## [Task statement]
In the records below, count every line that includes the word "shows". Provide the total alone.

─── Extracted entries

PR #227, opened 2018-12-16
remap types in dnlib.DotNet.Importer

dyarkovoy:
I'm writing assembly processing library backed by dnlib and suggest a simple improvement to the dnlib.DotNet.Importer for the cases when the imported entity references renamed types in the target module. For example, type A has been imported into target assembly as A_1. 
Now, when processing a reference to A, Importer needs a way to remap the reference to A_1.

### DIFF
--- a/src/DotNet/Importer.cs
+++ b/src/DotNet/Importer.cs
@@ -53,7 +53,7 @@ namespace dnlib.DotNet {
 		/// </summary>
 		/// <param name="source"><see cref="ITypeDefOrRef"/> referenced by the entity that is being imported.</param>
 		/// <returns>matching <see cref="ITypeDefOrRef"/> or <c>null</c> if there's no match.</returns>
-		public virtual ITypeDefOrRef Map(ITypeDefOrRef source) => null;
+		public virtual TypeRef Map(ITypeDefOrRef source) => null;
 
 		/// <summary>
 		/// Matches source <see cref="FieldDef"/> to the one that is already present in the target module under a different name.
@@ -84,7 +84,7 @@ namespace dnlib.DotNet {
 	public struct Importer {
 		readonly ModuleDef module;
 		readonly GenericParamContext gpContext;
-		readonly ImportMapper Mapper;
+		readonly ImportMapper mapper;
 		RecursionCounter recursionCounter;
 		ImporterOptions options;
 
@@ -150,7 +150,7 @@ namespace dnlib.DotNet {
 			recursionCounter = new RecursionCounter();
 			this.options = options;
 			this.gpContext = gpContext;
-			Mapper = mapper;
+			this.mapper = mapper;
 		}
 
 		/// <summary>
@@ -660,9 +660,6 @@ namespace dnlib.DotNet {
 		public ITypeDefOrRef Import(TypeDef type) {
 			if (type == null)
 				return null;
-			var mapped = Mapper?.Map(type);
-			if (mapped != null)
-				return mapped;
 			if (TryToUseTypeDefs && type.Module == module)
 				return type;
 			return Import2(type);
@@ -673,6 +670,11 @@ namespace dnlib.DotNet {
 				return null;
 			if (!recursionCounter.Increment())
 				return null;
+			var mapped = mapper?.Map(type);
+			if (mapped != null) {
+				recursionCounter.Decrement();
+				return mapped;
+			}
 			TypeRef result;
 
 			var declType = type.DeclaringType;
@@ -707,18 +709,18 @@ namespace dnlib.DotNet {
 		/// </summary>
 		/// <param name="type">The type</param>
 		/// <returns>The imported type or <c>null</c></returns>
-		public ITypeDefOrRef Import(TypeRef type) {
-			var mapped = Mapper?.Map(type);
-			if (mapped != null)
-				return mapped;
-			return TryResolve(Import2(type));
-		}
+		public ITypeDefOrRef Import(TypeRef type) => TryResolve(Import2(type));
 
 		TypeRef Import2(TypeRef type) {
 			if (type == null)
 				return null;
 			if (!recursionCounter.Increment())
 				return null;
+			var mapped = mapper?.Map(type);
+			if (mapped != null) {
+				recursionCounter.Decrement();
+				return mapped;
+			}
 			TypeRef result;
 
 			var declaringType = type.DeclaringType;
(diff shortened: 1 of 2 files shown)


src/DotNet/Importer.cs
```diff
@@ -43,6 +43,13 @@ public enum ImporterOptions {
 		FixSignature = int.MinValue,
 	}
 
+	/// <summary>
+	/// Re-maps entities that were renamed in the target module
+	/// </summary>
+	public interface IImportMapper {
+		ITypeDefOrRef Map(ITypeDefOrRef source);
```
0xd4d: Missing XML doc comments

src/DotNet/Importer.cs
```diff
@@ -52,6 +59,7 @@ public struct Importer {
 		readonly GenericParamContext gpContext;
 		RecursionCounter recursionCounter;
 		ImporterOptions options;
+		public IImportMapper Mapper;
```
0xd4d: It should be readonly and not public. Add a new ctor with an extra IImportMapper arg.

src/DotNet/Importer.cs
```diff
@@ -613,6 +622,8 @@ public Importer(ModuleDef module, ImporterOptions options)
 		public ITypeDefOrRef Import(TypeDef type) {
 			if (type == null)
 				return null;
+			var mapped = Mapper?.Map(type);
+			if (mapped != null) return mapped;
```
0xd4d: nit: put the return on the next line. Same below in the other method.

src/DotNet/Importer.cs
```diff
@@ -657,7 +668,11 @@ public Importer(ModuleDef module, ImporterOptions options)
 		/// </summary>
 		/// <param name="type">The type</param>
 		/// <returns>The imported type or <c>null</c></returns>
-		public ITypeDefOrRef Import(TypeRef type) => TryResolve(Import2(type));
+		public ITypeDefOrRef Import(TypeRef type) {
```
0xd4d: The TypeSpec overload should also call Map()

dyarkovoy:
Agree on everything, have question about TypeSpec overload, doesn't it eventually call Import(ITypeDef type) or  Import(ITypeRef type) ? I see the following route: Import(TypeSpec) -> CreateClassOrValueType(ITypeDefOrRef)  -> Import(ITypeDefOrRef) -> Import(IType) -> Import(TypeDef or TypeRef), the last one is being mapped already.
Am I missing something here?

I'm 100% for the generic absract class with mappers for the members, will prepare a new PR shortly

0xd4d:
Yes forget about that, it's probably not very useful to return your own TypeSpec.

BTW, you don't need to create a new PR, just push to the same branch.

dyarkovoy:
made the changes, let me know if anything else is needed to get it merged

src/DotNet/Importer.cs
```diff
@@ -971,6 +1026,9 @@ public Importer(ModuleDef module, ImporterOptions options)
 				return field;
 			if (!recursionCounter.Increment())
 				return null;
+			var mapped = Mapper?.Map(field);
+			if (mapped != null)
+				return mapped;
```
0xd4d: Needs to call recursionCounter.Decrement().

src/DotNet/Importer.cs
```diff
@@ -1000,6 +1058,9 @@ public Importer(ModuleDef module, ImporterOptions options)
 				return method;
 			if (!recursionCounter.Increment())
 				return null;
+			var mapped = Mapper?.Map(method);
+			if (mapped != null)
+				return mapped;
```
0xd4d: Same here

src/DotNet/Importer.cs
```diff
@@ -1037,6 +1098,9 @@ public Importer(ModuleDef module, ImporterOptions options)
 				return null;
 			if (!recursionCounter.Increment())
 				return null;
+			var mapped = Mapper?.Map(memberRef);
+			if (mapped != null)
+				return mapped;
```
0xd4d: And here

src/DotNet/Importer.cs
```diff
@@ -613,6 +660,9 @@ public Importer(ModuleDef module, ImporterOptions options)
 		public ITypeDefOrRef Import(TypeDef type) {
 			if (type == null)
 				return null;
+			var mapped = Mapper?.Map(type);
```
0xd4d: This code must be in Import2()

src/DotNet/Importer.cs
```diff
@@ -657,7 +707,12 @@ public Importer(ModuleDef module, ImporterOptions options)
 		/// </summary>
 		/// <param name="type">The type</param>
 		/// <returns>The imported type or <c>null</c></returns>
-		public ITypeDefOrRef Import(TypeRef type) => TryResolve(Import2(type));
+		public ITypeDefOrRef Import(TypeRef type) {
+			var mapped = Mapper?.Map(type);
```
0xd4d: This code must be in Import2()

src/DotNet/Importer.cs
```diff
@@ -43,13 +43,48 @@ public enum ImporterOptions {
...
+	}
+
 	/// <summary>
 	/// Imports <see cref="Type"/>s, <see cref="ConstructorInfo"/>s, <see cref="MethodInfo"/>s
 	/// and <see cref="FieldInfo"/>s as references
 	/// </summary>
 	public struct Importer {
 		readonly ModuleDef module;
 		readonly GenericParamContext gpContext;
+		readonly ImportMapper Mapper;
```
0xd4d: Should be lower case: `mapper`

dyarkovoy:
Right, I overlooked RecusionCounter. Actually, I would refactor RecursionCounter.Increment() to return IDisposable so we can wrap recursion-prone chunks in the using(recursionCounter.Increment()) { } blocks and avoid having to call Decrement() altogether. Let me know if you like the idea and will do the needful, or you just want me to add missing Decrement()'s

0xd4d:
No refactoring is needed at this time.

0xd4d:
Unless you have something else to push, I'm ready to merge this.

0xd4d:
You can restore that change so they're in Import() and not the recursive Import2().

dyarkovoy:
The problem with having it in Import2 is that mapping TypeDefs to TypeRefs introduces additional (huge!) overhead of resolving TypeRefs back to TypeDefs, as it uses very slow TypeDefFinder.Find()
My code that was taking 8 seconds previously, has now been running for 20 minutes and is like only 1% finished.
I reversed the change and you can merge now. 
I'm not sure this is the perfect fix though, it may be better to split Map into TypeDef and TypeRef versions, or use cache in TypeDefFinder, will have to further research this, but for now we can merge.

0xd4d:
TypeDefFinder can cache the result and it will be faster, but check the docs first since you have to disable it if you eg. rename types (but you can enable it afterwards)

Thanks for the PR, merging now.

PR #164, opened 2026-03-05
fix: address Windows setup, Bedrock labels, and usage API reliability

### LINKED ISSUE #121: /claude-hud:setup generates broken command on Windows (win32)

### LINKED ISSUE #137: Bedrock startup sometimes shows raw model id (eu.anthropic...) instead of model name
## Summary
When Claude Code starts a session on AWS Bedrock and `model.display_name` is not yet present in stdin, Claude HUD shows the raw Bedrock model ID (for example `eu.anthropic.claude-opus-4-5-20251101-v1:0`) in the statusline instead of a readable model name.

## Steps to Reproduce
1. Install current `main` version of Claude HUD.
2. Run Claude Code with a Bedrock-backed model where startup frames may include only `model.id`.
3. Or reproduce directly with stdin:

```bash
echo '{"model":{"id":"eu.anthropic.claude-opus-4-5-20251101-v1:0"},"cwd":"/tmp","context_window":{"current_usage":{"input_tokens":1000},"context_window_size":200000}}' | node dist/index.js
```

4. Observe the rendered first line.

## Expected Behavior
Model label should remain human-readable (for example `Opus`, `Sonnet`, or an intentionally normalized Bedrock model label), not the raw provider-qualified model ID.

## Actual Behavior
HUD shows:

```text
[eu.anthropic.claude-opus-4-5-20251101-v1:0 | Bedrock]
```

This is noisy and appears intermittently during startup depending on whether `display_name` is present yet.

## Environment

- OS: macOS
- Node/Bun version: Node.js 22.x
- Claude Code version: 2.x

## Logs or Screenshots
Observed behavior maps to current fallback logic:

- `src/stdin.ts`:
  - `getModelName()` currently returns `stdin.model?.display_name ?? stdin.model?.id ?? 'Unknown'`
- Bedrock detection and provider label are already correct (`Bedrock`), so the issue is specifically model display fallback when `display_name` is missing.

### LINKED ISSUE #146: Usage API timeout too short for WSL2 (5s hardcoded, response takes ~5.3s)
## Summary

The `fetchUsageApi` timeout is hardcoded to 5000ms (`src/usage-api.ts:399`). On WSL2, Node.js `https.request` to `api.anthropic.com/api/oauth/usage` consistently takes ~5.2–5.3s due to WSL2 network stack latency (DNS resolution + NAT traversal through the Windows host). The request completes successfully with a 10s timeout — it's not a network failure, just marginal latency exceeding the tight default.

## Steps to Reproduce

1. Run Claude Code inside WSL2 (Ubuntu)
2. Enable `showUsage: true` in HUD config
3. Observe `Usage: ⚠ (timeout)` in the HUD status line
4. Check `~/.claude/plugins/claude-hud/.usage-cache.json` — shows `"apiError": "timeout"`

## Expected Behavior

Usage bar displays utilization percentages, e.g. `65% (31m / 5h) | 6% (67h / 7d)`

## Actual Behavior

Usage permanently shows `⚠ (timeout)`. The failure caches for 15s (`CACHE_FAILURE_TTL_MS`), then retries and times out again in a loop. Usage data is never displayed.

## Environment

- OS: WSL2 — Ubuntu 24.04 on Windows 11 (kernel 6.6.87.2-microsoft-standard-WSL2)
- Node/Bun version: Node v24.11.0
- Claude Code version: v2.1.51
- claude-hud version: 0.0.7

## Logs or Screenshots

Diagnostic test — Node.js `https.request` to the same endpoint with a 10s timeout:

```
Status: 200 Time: 5279 ms
Body: {"five_hour":{"utilization":65.0,"resets_at":"2026-02-24T07:00:00..."}, ...}
```

The request succeeds at 5279ms — just 279ms over the 5000ms limit. Python `urllib` with 10s timeout succeeds consistently. Bumping the hardcoded timeout from 5000 to 10000ms in `dist/usage-api.js` fixes the issue completely.

**Cached failure result:**
```json
{
  "data": {
    "planName": "Max",
    "fiveHour": null,
    "sevenDay": null,
    "apiUnavailable": true,
    "apiError": "timeout"
  }
}
```

## Suggested Fix

Either:
1. **Bump the default timeout to 10s** — since results cache for 60s, the extra 5s on first fetch has negligible UX impact
2. **Make the timeout configurable** via `config.json` (e.g., `usageApiTimeoutMs`) so users in high-latency environments can tune it

Option 1 is simpler and sufficient. WSL2 is a common dev environment and the current 5s default is too tight for it.

## Related

- #143 — also about usage API failures, but different root cause (Cloudflare TLS fingerprint blocking vs. WSL2 network latency)

### LINKED ISSUE #148: Windows: setup generates broken statusLine command when Claude Code uses Git Bash as shell
## Summary
When running Claude Code on Windows with Git Bash as the shell, the '/claude-hud:setup' skill generates a PowerShell-based 'statusLine' command that silently breaks at runtime. Instead of the HUD, a long raw JSON string appears below the chat input.

## Steps to Reproduce
1. Install Claude Code on Windows with Git Bash as the configured shell
2.  Install claude-hud via /plugin install claude-hud
3. Run /claude-hud:setup
4. Observe the statusLine area, a raw JSON appears instead of the HUD

## Expected Behavior
The HUD renders correctly below the chat input.

## Actual Behavior
A large raw JSON blob appears, starting with something like:{"session_id":"...","transcript_path":"C:\Users\...","cwd":"E:\..."}

## Environment
- OS: Windows 11
- Claude Code shell: Git Bash ('bash')
- Platform value seen by Claude Code: 'win32'
- claude-hud version: 0.0.7
- Claude Code v2.1.56

## Root Cause

  The setup skill detects `Platform: win32` and generates a PowerShell command:

  powershell -Command "& {$p=(Get-ChildItem $env:USERPROFILE.claude\plugins\cache\claude-hud\claude-hud | Sort-Object LastWriteTime -Descending | Select-Object -First 1).FullName; & 'C:\nvm4w\nodejs\node.exe'
  (Join-Path $p 'dist\index.js')}"

  When Claude Code invokes this `statusLine` command through **bash** (Git Bash), bash
  processes the string **before** passing it to PowerShell and expands:

  - `$p` → empty string (undefined bash variable)
  - `$env` → empty string, leaving `:USERPROFILE\...` as a literal path fragment

  The resulting command arrives at PowerShell completely corrupted, fails silently,
  and Claude Code falls back to displaying the raw context JSON it tried to pass as stdin.

## Fix Applied (Workaround)

  Replacing the PowerShell command in `~/.claude/settings.json` with a bash-compatible
  equivalent fixes the issue:

  ```json
  {
    "statusLine": {
      "type": "command",
      "command": "bash -c '\"/c/nvm4w/nodejs/node\" \"$(ls -td ~/.claude/plugins/cache/claude-hud/claude-hud/*/ 2>/dev/null | head -1)dist/index.js\"'"
    }
  }
```
## Suggested Fix for the Setup Skill

  The setup skill already has access to the Shell: value in Claude Code's environment
  context. On win32, it should branch on the shell:

  - Shell is bash (Git Bash) → generate a bash-compatible command (same format as macOS/Linux but with Windows node path)
  - Shell is cmd or powershell → keep the current PowerShell command

## Additional Notes

  This likely became a widespread issue if Claude Code recently started defaulting to
  Git Bash on Windows, as the PowerShell command would have worked previously when
  commands were dispatched through cmd.exe.

### LINKED ISSUE #161: Usage stats and plan label disappear after Claude Code 2.1.63 token refresh
## Bug

After updating to **Claude Code 2.1.63**, the plan label (`| Max`) and usage stats (`5h: X% | 7d: X%`) disappear from the HUD once the usage cache expires (60s TTL).

## Root Cause

Claude Code 2.1.63 no longer stores `subscriptionType` in the keychain entry when refreshing the OAuth token — the field is explicitly `null`. You can verify:

```bash
security find-generic-password -s "Claude Code-credentials" -w | python3 -c \
  "import json,sys; d=json.load(sys.stdin); print(d['claudeAiOauth'].get('subscriptionType'))"
# Output: None
```

The 0.0.8 change (#158) made `getPlanName` treat an empty `subscriptionType` as an API user, causing `getUsage()` to return `null` before ever calling the API:

```typescript
if (!subscriptionType || lower.includes('api')) return null; // breaks OAuth users with null subscriptionType
```

An empty `subscriptionType` doesn't necessarily mean an API user — in Claude Code 2.1.63, OAuth subscribers also have this field as `null`.

## Environment

- macOS 25.3.0, Claude Code 2.1.63, claude-hud 0.0.8, Max plan

### LINKED ISSUE #162: Usage warning(403) when network proxy is on
The current version shows a Usage warning (403) when a network proxy is enabled. I used Claude to fix this issue and generated a corresponding .md file. Please consider addressing this problem in main branch.

[claude-hud-proxy-fix.md](https://github.com/user-attachments/files/25735214/claude-hud-proxy-fix.md)

jarrodwatts:
## Summary
- Fix Windows setup instructions to branch correctly on `Platform: win32` + `Shell: bash` vs PowerShell/cmd.
- Normalize Bedrock model IDs when `model.display_name` is missing so startup labels stay human-readable.
- Harden usage fetch behavior:
  - proxy env support: `HTTPS_PROXY`/`ALL_PROXY`/`HTTP_PROXY` with `NO_PROXY` bypass
  - OAuth token-refresh fallback when keychain token exists but `subscriptionType` is missing
  - safer default timeout (15s) with env override via `CLAUDE_HUD_USAGE_TIMEOUT_MS`
- Document the timeout override in `README.md`.

## Safety and Scope
- Narrow bug-fix scope only (no feature expansion).
- No new runtime dependencies.
- Source/docs/tests changes only.

## Validation
- `npm run build`
- `npm test` (212 pass, 0 fail, 1 skip)

## Closes
- Closes #121
- Closes #148
- Closes #137
- Closes #146
- Closes #161
- Closes #162

### DIFF
--- a/README.md
+++ b/README.md
@@ -168,6 +168,8 @@ To disable, set `display.showUsage` to `false`.
 - Check `display.showUsage` is not set to `false` in config
 - API users see no usage display (they have pay-per-token, not rate limits)
 - AWS Bedrock models display `Bedrock` and hide usage limits (usage is managed in AWS)
+- If you are behind a proxy, set `HTTPS_PROXY` (or `HTTP_PROXY`/`ALL_PROXY`) and optional `NO_PROXY`
+- For high-latency environments, increase usage API timeout with `CLAUDE_HUD_USAGE_TIMEOUT_MS` (milliseconds)
 
 ### Example Configuration
 
--- a/src/usage-api.ts
+++ b/src/usage-api.ts
@@ -1,6 +1,8 @@
 import * as fs from 'fs';
 import * as path from 'path';
 import * as os from 'os';
+import * as net from 'net';
+import * as tls from 'tls';
 import * as https from 'https';
 import { execFileSync } from 'child_process';
 import { createHash } from 'crypto';
@@ -45,6 +47,7 @@ const CACHE_TTL_MS = 60_000; // 60 seconds
 const CACHE_FAILURE_TTL_MS = 15_000; // 15 seconds for failed requests
 const KEYCHAIN_TIMEOUT_MS = 3000;
 const KEYCHAIN_BACKOFF_MS = 60_000; // Backoff on keychain failures to avoid re-prompting
+const USAGE_API_TIMEOUT_MS_DEFAULT = 15_000;
 
 interface CacheFile {
   data: UsageData;
@@ -387,6 +390,30 @@ function readFileCredentials(homeDir: string, now: number): { accessToken: strin
   }
 }
 
+function readFileSubscriptionType(homeDir: string): string | null {
+  const credentialsPath = path.join(getClaudeConfigDir(homeDir), '.credentials.json');
+
+  if (!fs.existsSync(credentialsPath)) {
+    return null;
+  }
+
+  try {
+    const content = fs.readFileSync(credentialsPath, 'utf8');
+    const data: CredentialsFile = JSON.parse(content);
+    const subscriptionType = data.claudeAiOauth?.subscriptionType;
+    const normalizedSubscriptionType = typeof subscriptionType === 'string'
+      ? subscriptionType.trim()
+      : '';
+    if (!normalizedSubscriptionType) {
+      return null;
+    }
+    return normalizedSubscriptionType;
+  } catch (error) {
+    debug('Failed to read file subscriptionType:', error);
+    return null;
+  }
+}
+
 /**
  * Parse and validate credentials data from either Keychain or file.
  */
@@ -429,12 +456,12 @@ function readCredentials(
       return keychainCreds;
     }
     // Keychain has token but no subscriptionType - try to supplement from file
-    const fileCreds = readFileCredentials(homeDir, now);
-    if (fileCreds?.subscriptionType) {
+    const fileSubscriptionType = readFileSubscriptionType(homeDir);
+    if (fileSubscriptionType) {
       debug('Using keychain token with file subscriptionType');
       return {
         accessToken: keychainCreds.accessToken,
-        subscriptionType: fileCreds.subscriptionType,
+        subscriptionType: fileSubscriptionType,
       };
     }
     // No subscriptionType available - use keychain token anyway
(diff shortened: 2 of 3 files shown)


liudongmiao:
@jarrodwatts Could you check whether  `NODE_USE_ENV_PROXY` is set, so we can just use the proxy in nodejs? https://nodejs.org/en/learn/http/enterprise-network-configuration#proxy-configuration

PR #167, opened 2026-03-05
fix(usage-api): proxy CONNECT tunnel broken by premature socket return

xiangboit:
## Problem

The proxy CONNECT tunnel added in #164 consistently fails with `400 Bad Request` from proxies like Clash, causing the Usage display to show a persistent `(403)` warning.

### Root Cause

In `createProxyTunnelAgent`, `createConnection` returns the raw proxy socket at [line 643](https://github.com/jarrodwatts/claude-hud/blob/b57aa1e/src/usage-api.ts#L643):

```ts
return proxySocket;
```

Node.js `_http_agent.js` → `createSocket()` does:

```js
const oncreate = once((err, s) => { /* register socket, start HTTP write */ });

const newSocket = self.createConnection(options, oncreate);
if (newSocket && !newSocket[kWaitForProxyTunnel])
    oncreate(null, newSocket);
```

Because `proxySocket` is truthy and `kWaitForProxyTunnel` is **not set** (it's a private internal symbol only set by Node.js's own HTTPS proxy handling in `lib/https.js`), `oncreate(null, proxySocket)` fires immediately with the **raw TCP socket** — before the CONNECT handshake even begins.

──────

## [Response to the task]
6